Over the 41 minute run time, the first preview single is rarely bettered. But a few tracks do give it a run for its money. Similar to Sleep Well Beast’s opener ‘Nobody Else Will Be There’ (2017), First Two Pages of Frankenstein begins with a gut punch and a tearjerker. ‘Once Upon A Poolside’ sees Matt’s depression struggles compete with his job as a frontman, the juxtaposition between climbing on stage to perform and struggling to hold a conversation off it. A beautiful piano riff carries the emotion in equal impact, the singer joined by a subtle Sufjan Stevens chorus collaboration – a hair rising start.


Your imagination / Is in an awful place” opens Berninger on ‘Your Mind Is Not Your Friend’, again pouring out his inner struggles. Like the album curtain raiser, indie royalty features alongside the singer, this time in the form of Phoebe Bridgers. The guest vocals merely add another layer of depth to the singer’s woes and this works to the song’s benefit. My main criticism of 2019’s I Am Easy To Find was how it became too bogged down in collaboration, quickly losing character and the identity to what you’d want from The National.

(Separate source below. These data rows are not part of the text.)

PR #7421, opened 2026-04-30
Added ical/ics estimated time to planner

loviuz:
## Problem

The estimated time per day does not sum the estimated time that comes from ICS/iCal connector.

immagine

## Solution

Included time from ICS/iCal connector.

## Type of Change

- [x] Bug fix
- [ ] New feature
- [ ] Breaking change
- [ ] Refactoring
- [ ] Documentation
- [ ] Other (please describe)

## Checklist


johannesjo (commented):
Thank you very much for picking this up!


One change to make before merging: please drop all-day events from the sum and only count `timedEvents`. All-day iCal entries use a raw 24h `duration`, so a single tag-style event (birthday, holiday, "Conference Day") would add 24h to a day with ~8h available — a 300% progress bar. Many iCal feeds carry non-blocking all-day entries, so counting them is likely worse UX than the original bug. The new test at `planner.selectors.spec.ts:597` will need to flip to assert all-day events do **not** affect `timeEstimate`.

Concretely, in `planner.selectors.ts`:

```ts
const calendarEventsTime = timedEvents.reduce(
  (acc, ev) => acc + (ev.end - ev.start),
  0,
);
```

Two small nits:
- Title should follow `type(scope): description`, e.g. `fix(planner): include timed ical events in day time estimate`.
- CI `Tests` is red because `test:electron` failed first and the unit-test step never ran; locally the new specs pass 33/33.

loviuz:
Hi @johannesjo , I have fixed everything. Test of electron seems a bug on github actions...

I hope everything is well, because this feature is very important for me, and also for everybody (i hope) :-)

johannesjo:
Thank you very much @loviuz ! Can you maybe rebase to latest master, so we can see if the tests pass?

loviuz:
Just done

johannesjo:
Thank you! Can you have a look at the failed tests?

loviuz:
@johannesjo the error is that helpers `getLocalNoon()` and `getLocalTime()` are defined inside the `describe()` method, but I don't know if it is a good idea to move them outside `describe()` to use them also in `planner.selectors.ts` other than `planner.selectors.spec.ts`. I don't know node very well so I don't know the best practices of node...

johannesjo:
Thanks for iterating on this @loviuz\! The implementation in `planner.selectors.ts` looks correct — summing only `timedEvents` is the right call. However, the new specs in `planner.selectors.spec.ts` have two issues that, together, are why CI is red and why "locally pass" is misleading.

### 1. `getLocalNoon` / `getLocalTime` aren't in scope for the new tests

You correctly identified this in your last comment. `getLocalNoon` (line 19) and `getLocalTime` (line 24) are `const`-declared inside the callback of `describe('Planner Selectors - All Day Events')` (line 17, closes at line 317). The new tests live in a *sibling* `describe('Planner Selectors - selectPlannerDays')` (line 319) and reference these helpers at lines 520, 569, and 631 — sibling describe callbacks are separate function scopes, so this throws `ReferenceError` at run time.

**Fix:** hoist both helpers to module scope (just above line 17, outside any `describe`). They're pure date utilities with no test-specific state — perfectly safe to share. No need to worry about Node best practices here; this is just JavaScript block-scoping.

```ts
// at the top of the file, above the first describe()
const getLocalNoon = (year: number, month: number, day: number): number =>
  new Date(year, month - 1, day, 12, 0, 0, 0).getTime();

const getLocalTime = (year: number, month: number, day: number, hour: number): number =>
  new Date(year, month - 1, day, hour, 0, 0, 0).getTime();
```

### 2. Even after fixing scope, the positive assertions are vacuous

The new tests pass `[today]` as `dayDates` (where `today = getDbDateStr()` is the real current date) but build calendar events with `start: getLocalTime(2025, 1, 15, …)`. Inside `getPlannerDay`, `getIcalEventsForDay` filters by `getDbDateStr(new Date(start)) === dayDate`, so a 2025-01-15 event is dropped for today's date. `timedEvents` ends up empty, `calendarEventsTime` is 0, and:

- `expect(result[0].timeEstimate).toBe(7200000)` → actual 0 → **fails**
- `expect(result[0].timeEstimate).toBe(10800000)` → actual 3600000 (just the task) → **fails**
- `expect(result[0].timeEstimate).toBe(0)` for all-day → passes, but **vacuously** — the event was filtered out before the all-day branch ran, so it doesn't actually prove the new exclusion logic works

**Fix:** derive event timestamps from `today` so the date filter matches:

```ts
const todayAtHour = (h: number): number => {
  const [y, m, d] = today.split('-').map(Number);
  return new Date(y, m - 1, d, h, 0, 0, 0).getTime();
};
// then: start: todayAtHour(10),
```

Apply this in all three new tests (use noon for the all-day one). After that, the assertions will actually exercise the new `timedEvents.reduce(...)` path and the all-day exclusion.

### Nits (carried over from the earlier review)

- Title still doesn't follow Conventional Commits — `fix(planner): include timed ical events in day time estimate` would do it. Easy to squash-rename on merge if that's preferred.

Implementation logic itself is sound and ready — just the spec needs these two adjustments and CI should go green.

johannesjo:
Thank you very much!

PR #7440, opened 2026-05-01
feat: allow dev override for local REST API

npdias:
## Summary
- add DEV-only SP_FORCE_LOCAL_REST_API=1 override for starting Local REST API
- keep persisted user setting unchanged
- document development override in API reference

## Verification
- npm run electron:build
- npm run test:electron
- commit/push hooks: npm run lint, npm run test


johannesjo:
Thank you very much!

johannesjo:
Thank you very much! <3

However, despite the vast improvement, ‘The Alcott’ finds us back in the territory of their largely forgettable last record (ok, so to insult the album and not point out how gorgeous ‘Light Years’ is would be a sin…). Obviously getting Taylor Swift to perform on your album is a big deal, what with her being one of the world’s biggest pop stars and all. But Taylor’s presence is too much here. For me, it results in gritted teeth envy that she isn’t trying to compliment Matt’s vocals, instead, unlike Bridgers and Stevens, trying to steal the show (whether on purpose or not). Dare I say it, unlike Phoebe Bridgers - and despite how hard she tries to be an indie folk star - Taylor Swift’s voice simply doesn’t fit on an album by The National. The clash of Berninger’s classic Baritone voice and her sweet, pop star vocal just doesn’t work. The albums most skippable track by some distance.



Talking of sweet though, this is something The National achieve on ‘New Order T-Shirt’. The simplicity of the acoustic plucking matched with the nostalgic filled lyrics possesses an innocent charm of The National’s earlier work. Aaron Dressner even admitted to it being one of his favourite ever by the band and it ranks high up on this record. One of the album track favourites has to be the mid-point ‘Alien’, Berninger comparing his isolation to that of an extra-terrestrial: “I'll go outside, cry, and come right back in / Drop down like an alien”. The understated orchestrations also add so much character.


The second half doesn’t quite hold our attention on the same level as our first, the reward only coming through with time and patience – which will no doubt be given by ardent The National fans but perhaps not by your more casual music listeners. Though by the third listen I’m completely won over.


First Two Pages of Frankenstein does not match the high of The National’s heyday, but achieves the status as their best piece of work in a decade. Of course, ‘Tropic Morning News’ and the pre-released singles are the tunes to revisit the most, though there’s plenty of gems over this record to put it in the early conversation for album of the year contention.


Not that you’d expect any different, but the production from beginning to end is beautiful, shining a light on Matt Berninger’s heartfelt woes and isolation. It all leaves us with feelings of empathy and a gratitude we still have a band as classy as The National still producing excellent new music.